Visualize Cyclic Simple Shear Test Data¶
# Plot the cyclic simple shear test results
fig, axes = plt.subplots(3, 1, figsize=(14, 10))
# Plot 1: Shear Stress vs Time
ax = axes[0]
ax.plot(sample_df["Time [sec]"], sample_df["Shear Stress [kPa]"], 'b-', linewidth=1)
ax.set_ylabel('Shear Stress [kPa]', fontsize=12)
ax.set_title(f'Cyclic Simple Shear Test (Dr = {sample_df["Dr [%]"].iloc[0]:.1f}%)', fontsize=14)
ax.grid(True, alpha=0.3)
# Plot 2: Shear Strain vs Time
ax = axes[1]
ax.plot(sample_df["Time [sec]"], sample_df["Shear Strain [%]"], 'g-', linewidth=1)
ax.set_ylabel('Shear Strain [%]', fontsize=12)
ax.grid(True, alpha=0.3)
# Plot 3: Pore Pressure Ratio vs Time
ax = axes[2]
ax.plot(sample_df["Time [sec]"], sample_df["ru"], 'r-', linewidth=1.5)
ax.axhline(y=1.0, color='k', linestyle='--', linewidth=1, alpha=0.5, label='Liquefaction threshold')
ax.set_xlabel('Time [sec]', fontsize=12)
ax.set_ylabel('Pore Pressure Ratio $r_u$', fontsize=12)
ax.legend()
ax.grid(True, alpha=0.3)
plt.tight_layout()
plt.show()
print(f"Maximum pore pressure ratio: {sample_df['ru'].max():.3f}")

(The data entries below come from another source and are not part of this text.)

Issue #443, opened 2026-02-10
Epic: Comprehensive Metrics System


psschwei:
**Description:**
Add metrics collection for key operational indicators: token usage, latency, costs, errors, and sampling/validation outcomes. This provides quantitative observability complementing the existing tracing system.

**Current State:**
- No metrics collection system exists
- Token usage is extracted during backend operations but only used for tracing attributes
- No latency histograms, error counters, or cost tracking
- No Prometheus or OTLP metrics export

**Acceptance Criteria:**
- [x] Token usage counters by model/backend
- [x] Latency histograms including TTFB for streaming
- [x] Cost tracking with pricing registry
- [x] Error counters by semantic type
- [x] Prometheus and OTLP export options
- [x] Operational counters for sampling/validation/tools

PR #782, opened 2026-04-02
feat(telemetry): latency histograms for LLM request duration and TTFB (#463)

### LINKED ISSUE #463: Implement latency histograms to track request duration distribution and time-to-first-token (TTFB) for streaming requests
**Description:**
Implement latency histograms to track request duration distribution and time-to-first-token (TTFB) for streaming requests.

**Detailed Requirements:**
1. Create histograms in `mellea/telemetry/metrics.py`:
   - `mellea.llm.request.duration` - Total request duration
   - `mellea.llm.ttfb` - Time to first byte/token (streaming only)
2. Define appropriate bucket boundaries:
   - Duration: [0.1, 0.25, 0.5, 1, 2.5, 5, 10, 30, 60, 120] seconds
   - TTFB: [0.05, 0.1, 0.25, 0.5, 1, 2, 5, 10] seconds
3. Add helper functions:
   - `record_request_duration(duration_seconds, model, backend, streaming)`
   - `record_ttfb(ttfb_seconds, model, backend)`
4. Integrate with backend instrumentation:
   - Measure total duration from request start to complete response
   - For streaming: measure time from request to first chunk
5. Add attributes:
   - `gen_ai.system`, `gen_ai.request.model`, `mellea.backend`
   - `streaming` - Boolean indicating streaming vs non-streaming

**Files to Modify:**
- `mellea/telemetry/metrics.py` - Add latency histograms
- `mellea/telemetry/backend_instrumentation.py` - Add timing helpers
- `mellea/backends/openai.py` - Record latency metrics
- Other backends as applicable

**Metric Definitions:**
| `mellea.llm.request.duration` | Histogram | `s` | model, backend, system, streaming |
| `mellea.llm.ttfb` | Histogram | `s` | model, backend, system |

**Acceptance Criteria:**
- [ ] Duration histogram captures all request latencies
- [ ] TTFB histogram captures streaming first-token time
- [ ] Bucket boundaries appropriate for LLM workloads
- [ ] Metrics have correct labels

ajbozarth:
# Misc PR

## Type of PR

- [x] New Feature

## Description
- [x] Link to Issue: Fixes #463

Adds latency histograms for LLM request duration and time-to-first-token (TTFB)
as part of the metrics telemetry epic (#443).

- `LatencyMetricsPlugin` hooks `generation_post_call` (FIRE_AND_FORGET) and records
  `mellea.llm.request.duration` (every request) and `mellea.llm.ttfb` (streaming only)
- Custom OTel `View` + `ExplicitBucketHistogramAggregation` bucket boundaries sized for
  LLM latencies; both plugins auto-register alongside `TokenMetricsPlugin`
- `ModelOutputThunk` gains `streaming: bool` and `ttfb_ms: float | None`; TTFB is
  captured on first chunk in `astream()`, gated on `self.streaming`
- Updated `AGENTS.md`, `metrics.md`, `telemetry.md`, and `metrics_example.py`

### Testing

### DIFF
--- a/mellea/core/base.py
+++ b/mellea/core/base.py
@@ -345,6 +345,18 @@ class ModelOutputThunk(CBlock, Generic[S]):
         self._first_chunk_received: bool = False
         self._generate_log: GenerateLog | None = None
 
+    def _record_ttfb(self) -> None:
+        """Record time-to-first-byte if streaming and not yet recorded."""
+        if (
+            self.streaming
+            and not self._first_chunk_received
+            and self._start is not None
+        ):
+            self.ttfb_ms = (
+                datetime.datetime.now() - self._start
+            ).total_seconds() * 1000
+            self._first_chunk_received = True
+
     def _copy_from(self, other: ModelOutputThunk) -> None:
         """Copy computed-output fields from *other* into *self*.
 
@@ -454,15 +466,7 @@ class ModelOutputThunk(CBlock, Generic[S]):
             try:
                 item = self._async_queue.get_nowait()
                 chunks.append(item)
-                if (
-                    self.streaming
-                    and not self._first_chunk_received
-                    and self._start is not None
-                ):
-                    self.ttfb_ms = (
-                        datetime.datetime.now() - self._start
-                    ).total_seconds() * 1000
-                    self._first_chunk_received = True
+                self._record_ttfb()
             except asyncio.QueueEmpty:
                 # We've exhausted the current items in the queue.
                 break
@@ -478,15 +482,7 @@ class ModelOutputThunk(CBlock, Generic[S]):
 
             item = await self._async_queue.get()
             chunks.append(item)
-            if (
-                self.streaming
-                and not self._first_chunk_received
-                and self._start is not None
-            ):
-                self.ttfb_ms = (
-                    datetime.datetime.now() - self._start
-                ).total_seconds() * 1000
-                self._first_chunk_received = True
+            self._record_ttfb()
 
         # Process the sentinel value if it's there.
         if chunks[-1] is None:


ajbozarth:
I'll be OOTO tomorrow (Fri April 3) through Monday (April 6). So I will address any review feedback on Tuesday. If this gets two committer approvals with no actionable feedback while I'm out the second approver can feel free to add it to the merge queue. 

This has no rush on it so it should be fine to wait till I'm back for addressing feedback

mellea/core/base.py
```diff
@@ -418,6 +435,7 @@ async def astream(self) -> str:
             )
 
         do_set_computed = False
+        self.streaming = bool((self._model_options or {}).get("@@@stream@@@", False))
```
jakelorocco, line 452: I assume we are using the string explicitly here to avoid importing non-core things into core?

mellea/core/base.py
```diff
@@ -306,6 +307,19 @@ def __init__(
...
+        Set when the first chunk is received from the backend.
+        None for non-streaming requests or when not measured.
+        """
+
+        self.streaming: bool = False
+        """Whether this generation used streaming mode.
+
+        Set from model options at the start of astream().
+        """
+
```
jakelorocco, line 322: Commenting this as a note to others (not as something to address in this review): I feel that ModelOutputThunk's fields have grown very complicated / numerous. We should investigate slimming these down / partitioning them into larger sub-structures with similar functionality contained in a single substructure.

mellea/telemetry/metrics.py
```diff
@@ -232,7 +237,23 @@ def _setup_meter_provider() -> Any:
...
+        ),
+        View(  # type: ignore
+            instrument_name="mellea.llm.ttfb",
+            aggregation=ExplicitBucketHistogramAggregation(  # type: ignore
+                [0.05, 0.1, 0.25, 0.5, 1, 2, 5, 10]
+            ),
+        ),
+    ]
+
+    provider = MeterProvider(resource=resource, metric_readers=readers, views=views)  # type: ignore
```
jakelorocco, line 256: Is this standard? Or should we allow users to set their own values here?

mellea/telemetry/metrics.py
```diff
@@ -446,24 +467,119 @@ def record_token_usage_metrics(
...
 
-        # Idempotent registration (supports module reloads in tests)
-        try:
-            register(TokenMetricsPlugin())
-        except ValueError as e:
-            # Already registered (expected during module reloads in tests)
-            warnings.warn(
-                f"TokenMetricsPlugin already registered: {e}", UserWarning, stacklevel=2
-            )
+        for _plugin_cls in (TokenMetricsPlugin, LatencyMetricsPlugin):
```
jakelorocco: Feel free to disagree on this one, but I feel like we should extract this to a constant and then give that constant a docstring.

mellea/core/base.py
```diff
@@ -479,6 +497,18 @@ async def astream(self) -> str:
...
 
+        # Track TTFB: capture time to first chunk arrival (streaming only)
+        if (
+            self.streaming
+            and not self._first_chunk_received
+            and chunks
+            and self._start is not None
+        ):
+            self.ttfb_ms = (
+                datetime.datetime.now() - self._start
```
planetf1: this is too late for FIRST chunk. Look at 'make sure we always get the minimum chunk size' above -- which is actually ensuring we get the min number of chunks.. Strictly the timer would need to be started after the first chunk arrives there -- not here

mellea/telemetry/metrics_plugins.py
```diff
@@ -60,3 +61,48 @@ async def record_token_metrics(
             model=mot.model or "unknown",
             provider=mot.provider or "unknown",
         )
+
+
+class LatencyMetricsPlugin(Plugin, name="latency_metrics", priority=50):
```
planetf1: same priority as other plugins (tokens) ? - minor

mellea/core/base.py
ajbozarth: That is correct, though when looking into it the idea of moving that constant or all of the model options into core and importing the opposite direction could work. Should I move it or leave it in backends and just put a comment here explaining the hard-coded string?

mellea/core/base.py
ajbozarth: I dug into this idea a bit and what do you think of adding a `GenerationMetadata` dataclass to `ModelOutputThunk` to hold all the metadata fields, then any future fields added can be put in that dataclass rather than continuing to extend mot. Now is a good time to do so when all these vars are still new.

If you think this is a good idea then I can make a follow up issue to do it (so as to not further clutter up this PR)

mellea/telemetry/metrics.py
ajbozarth: Here's what Claude said:

---
"Is this standard?" — No, these are custom defaults tuned for LLM latency profiles. The OTel SDK's built-in histogram defaults ([0, 5, 10, 25, 50, ...] in ms) are designed for HTTP request latency and are completely wrong for LLM workloads. These boundaries were chosen to give useful resolution across the realistic range of LLM response times (50ms–120s for duration, 50ms–10s for TTFB).

"Should users be able to set their own values?" — Right now they can't in any practical way: the meter provider is initialized at import time via the MELLEA_METRICS_ENABLED env var and there's no public API to pass custom boundaries

---
So in short there is no standard, but these are common sense values. And we can make it configurable, but there is no standard way to do so and would be easier in a follow up if configurable buckets is an ask. If you think we should let users configure the buckets I can open a follow up

mellea/telemetry/metrics.py
ajbozarth: though it's a bit unnecessary now, I agree that creating a const to walk through is helpful, but Claude did note that constants don't typically have docstrings, just inline comments

mellea/core/base.py
ajbozarth: great catch, this is huge. I'll address this

mellea/core/base.py
ajbozarth: I added a comment for now and we can remove it later if we decide to move the const to core.

TODO: Decide whether to move model options/stream const to core

mellea/core/base.py
ajbozarth: TODO: Decide if we want to create a dataclass to handle this

mellea/telemetry/metrics.py
ajbozarth: TODO: Decide if we want to make the buckets configurable

mellea/telemetry/metrics.py
ajbozarth: Added in next commit

mellea/core/base.py
ajbozarth: Fixed in next commit

mellea/telemetry/metrics_plugins.py
ajbozarth: done in next commit

ajbozarth:
@jakelorocco and @planetf1 I believe I've addressed all your comments with either a fix in the recent commit, or a TODO item waiting for feedback.

mellea/core/base.py
jakelorocco: Sounds good. I think we should leave for now.

mellea/core/base.py
jakelorocco: I think we should open an issue / discussion. I think there is likely more than just GenerationMetadata that we should section out. There might also be better ways to section out the fields, but I haven't given it much thought.

mellea/telemetry/metrics.py
jakelorocco: Makes sense. I am fine leaving this non-configurable then unless we get user requests for it. I think I was coming from a standpoint where we store the raw times and then users can bucket them in their own metrics / viewing software.

ajbozarth:
@jakelorocco sorry I missed this:

> Question: for the "bucket" based metrics are the buckets inclusive of each other? Should the 10 second bucket include all results from the 5 second bucket?

here's a short explainer from Claude:

---
The OTel SDK stores non-cumulative counts internally — each bucket only holds measurements within its own range. However when exported to Prometheus the buckets are cumulative (le=10 includes everything ≤ 10s, so yes it includes the ≤ 5s results). Other exporters like OTLP may present them non-cumulatively depending on the visualization tool.

---

mellea/core/base.py
ajbozarth: I've opened https://github.com/generative-computing/mellea/issues/793 for discussion with Claudes plan and feedback. I think it's worth trying to discuss and address sooner rather than later. I can implement whatever we decide

ajbozarth:
I believe I have addressed all current review if everyone could take a second look

jakelorocco:
> @jakelorocco sorry I missed this:
> 
> > Question: for the "bucket" based metrics are the buckets inclusive of each other? Should the 10 second bucket include all results from the 5 second bucket?
> 
> here's a short explainer from Claude:
> 
> The OTel SDK stores non-cumulative counts internally — each bucket only holds measurements within its own range. However when exported to Prometheus the buckets are cumulative (le=10 includes everything ≤ 10s, so yes it includes the ≤ 5s results). Other exporters like OTLP may present them non-cumulatively depending on the visualization tool.

@ajbozarth, can you double check this claim? I admit I'm not the best at navigating these OTEL tools; I was having significant difficulty trying to find the underlying counts in each bucket. I just want to make sure that we are handling this correctly.

ajbozarth:
>  can you double check this claim?

I dug into this further for a more explicit explanation. Here's how the metrics travel though the code and into the buckets:

1. When a generation completes, `LatencyMetricsPlugin` fires and calls `record_request_duration()`
2. `record_request_duration()` calls `_get_latency_histograms()` to get (lazy create) the histogram object with our defined buckets
3. `record_request_duration()` then calls `record()` on that histogram object which determines which range in the bucket the value is in and increments that bucket value.

The OTEL histogram object can then be passed to various services like prometheus to visualize however they want.

> I was having significant difficulty trying to find the underlying counts in each bucket

This seems to be because OTEL stores it in a python object and exports using protobuf over HTTP/gRPC, so the only way you could read it is via a UI or using the console output which calls `to_json()` before printing (only works if `MELLEA_METRICS_CONSOLE=true` is set)

mellea/core/base.py
```diff
@@ -452,6 +454,15 @@ async def astream(self) -> str:
...
                 chunks.append(item)
+                if (
+                    self.streaming
+                    and not self._first_chunk_received
+                    and self._start is not None
+                ):
+                    self.ttfb_ms = (
+                        datetime.datetime.now() - self._start
+                    ).total_seconds() * 1000
+                    self._first_chunk_received = True
```
jakelorocco: I'll leave this call up to you, but I'm borderline on extracting this into a `_record_ttfb` function. Two reasons:
1. So that if we ever need to modify this code, we automatically do so to both locations.
2. This logic now "interrupts" the chunk processing code. The telemetry is second to the functionality and I think we should keep the functionality more readable.

If you think a new function would actually make things harder to reason about, please feel free to ignore and just re-request a review from me.

ajbozarth: I actually thought of this when it made the change but didn't say anything. I'll look into if creating a helper would cause thrash and, if not, do so

ajbozarth: update pushed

print(f"Liquefaction {'occurred' if sample_df['ru'].max() >= 1.0 else 'did not occur'}")
Maximum pore pressure ratio: 0.647 Liquefaction did not occur
What is an LSTM Network?¶
From RNN to LSTM¶
Recurrent Neural Networks (RNN):
- Process sequential data by maintaining a "memory" of previous inputs
- Problem: Vanishing/exploding gradients for long sequences
- Cannot learn long-term dependencies effectively
Long Short-Term Memory (LSTM):
- Solves the vanishing gradient problem
- Uses gates to control information flow
- Can learn both short-term and long-term patterns
LSTM Cell Architecture¶
An LSTM cell has three gates:
Forget Gate ($f_t$): What information to discard from previous cell state $$f_t = \sigma(W_{xf}x_t + W_{hf}h_{t-1} + b_f)$$
Input Gate ($i_t$): What new information to add to cell state $$i_t = \sigma(W_{xi}x_t + W_{hi}h_{t-1} + b_i)$$ $$\tilde{C}_t = \tanh(W_{xc}x_t + W_{hc}h_{t-1} + b_c)$$
Output Gate ($o_t$): What information to output $$o_t = \sigma(W_{xo}x_t + W_{ho}h_{t-1} + b_o)$$
Cell State Update: $$C_t = f_t \odot C_{t-1} + i_t \odot \tilde{C}_t$$ $$h_t = o_t \odot \tanh(C_t)$$
Where:
- $x_t$: Input at time $t$
- $h_t$: Hidden state (output)
- $C_t$: Cell state (memory)
- $\sigma$: Sigmoid function (outputs 0-1)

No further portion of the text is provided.